[v42.3] Model Definitions

Prev Next

This feature is available in v42.3 and later.

Building an effective document-processing solution requires understanding how the components involved in model training work together. The Model Definitions table is designd to help manage these components. Model definitions separate configuration from the underlying models, providing a structured way to manage a model’s lifecycle. As training progresses, new model versions are created incrementally using updated training data within the same definition.

Model definitions availability

Beginning in v42.3, model definitions are available for VLMs, and the same framework will be used for other model types in future releases. To learn more about ORCA VLMs, see our [v42.3] ORCA (Optical Reasoning and Cognition Agent) VLMs article.

In this article, you will learn how to:

  • Understand what each row in the model definitions table represents.

  • Create a model definition.

Understanding model definitions

A model definition is the configuration layer that represents a specific combination of scope (what the model operates on), task (what the model does), and model type (the model architecture used). Each row in the table acts as the control layer for models used in a specific task and scope and serves as the container that manages all models trained for that configuration. This approach allows you to retrain, evaluate, and deploy new model versions while maintaining a stable reference for the system.

Each row in the model definitions table represents a model definition associated with a specific layout, and each column displays key information about the model’s configuration, training status, deployment state, and version compatibility.

Column

Description

Notes and examples

Scope

The data or objects the model operates on (for example, a layout or set of fields).

For example, ORCA VLMs extract fields from documents, such as invoices. In this case, the scope of ORCA VLMs is field processing.

Task

The type of problem the model is trained to solve.

For example, the task that ORCA VLMs are performing is field extraction — the task is to extract data (e.g., fields) from documents, based on the layout configuration.

Type

The model family used for this task and scope.

For example, VLM.

Compatibility

Compatibility of the most recently live model for this definition.

  • Orange indicates the current application version.

  • Green indicates one version ahead of the current application version.

  • Blue indicates two versions ahead of the current application version.

Learn more about compatibility in our Model Compatibility Logic article.

State

Shows whether the model is Live or Inactive.

The state is Live when the model is deployed.

The state is Inactive when the model is not deployed

Training status

The status of the current model training.

Training status could be:

  • Candidate trained — training completed successfully.

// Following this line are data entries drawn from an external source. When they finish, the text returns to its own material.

PR #538, opened 2021-04-06
Separate install and run operations for iOS apps

premun:
In order to introduce the new `install` / `run-test` / `uninstall` commands (#493), we need to separate installation from running the app which is currently happening via 1 mlaunch command for Simulators.

We unify the approach for Simulators and devices and do the install separately. This will also help with diagnosis of issues when simulators freeze and we don't know at which stage.

The code was refactored out of the `Command` classes into the `Orchestrator` classes so that it can be tested later too.
We can also now test passing args to the `Commands` and how they get parsed.


premun:
The new command for launching Simulator app without installing will need a new mlaunch version so the CI will fail before we get it.
The PR for mlaunch fix was opened already.

src/Microsoft.DotNet.XHarness.iOS.Shared/Execution/MlaunchProcessManager.cs
```diff
@@ -85,6 +85,11 @@ public MlaunchProcessManager(string? xcodeRoot = null, string mlaunchPath = "/Li
                 args = new MlaunchArguments(args.Prepend(new SdkRootArgument(XcodeRoot)).ToArray());
             }
 
+            for (var i = 0; i < 5; i++)
```
greenEkatherine, line 88: looks like magic number, could you please replace it with verbose constant?

src/Microsoft.DotNet.XHarness.CLI/Commands/Apple/AppleOrchestrator.cs
```diff
@@ -0,0 +1,366 @@
...
+            }
+
+            exitCode = await InstallApp(appBundleInfo, device, target, cancellationToken);
+
+            if (exitCode != ExitCode.SUCCESS)
+            {
+                if (!target.Platform.IsSimulator())
+                {
+                    _logger.LogInformation($"Cleaning up the failed installation from '{device.Name}'");
+                    await UninstallApp(appBundleInfo, device, new CancellationToken());
```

  • Candidate imported — model was imported from a different instance.

  • Training failed — the model-training process failed. You can view the details by clicking the info button ().

  • Training in progress — model is currently training.

  • Ready to train — model meets all requirements and is ready to be trained.

Date deployed

The timestamp of the last deployment for this model definition.

Displays the date and time when the model was last deployed.

Creating a model definition

This section explains how to create a model definition for ORCA VLM. Learn more about ORCA VLMs in our [v42.3] ORCA (Optical Reasoning and Cognition Agent) VLMs article.

Before you start, ensure that:

  • An ORCA base model is installed. Follow the process described in [v42.3] Installing ORCA VLMs to install and configure the ORCA base model.

  • The layout you select is Semi-structured and contains at least one field. ORCA VLMs cannot extract data from tables.

  • The latest version of the layout is locked.

  • The layout is not already linked to another ORCA VLM model definition.

Layouts and model definitions

For ORCA VLMs, each layout can be linked to only one model definition.

Use the interactive demo below to learn how to create a model definition:

Flows and live models

Each model definition maintains a model history, which contains all models trained or imported for that definition. A model definition can have multiple trained models in its history, but only one model can be Live at a time. The model definition acts as the source of truth for which model is currently used for document processing.

Flows are configured to use a model definition, not a specific model version. When a document is processed, the system automatically selects the model that is currently Live for that definition. If you deploy a new model version, the flow continues to work without any changes. Learn more about ORCA VLM flows in [v42.3] Installing ORCA VLMs.

Next steps

Because ORCA is delivered as a base model, it provides general-purpose extraction capabilities and is not adapted to your specific document types or business requirements. To optimize extraction performance for your use case, you should:

  • Annotate documents specific to your use case.

  • Train a model on top of the ORCA base model. Doing so allows ORCA VLM to learn patterns specific to your use case.

Base model

A foundational model that provides core general-purpose capabilities and is not directly trained on customer-specific examples. Use-case specialization is achieved through additional training on top of the base model using customer-specific data. Currently, Hyperscience uses the ORCA 1.0 base model.

Learn how to train a specialized model in [v42.3] Training a Specialized Model.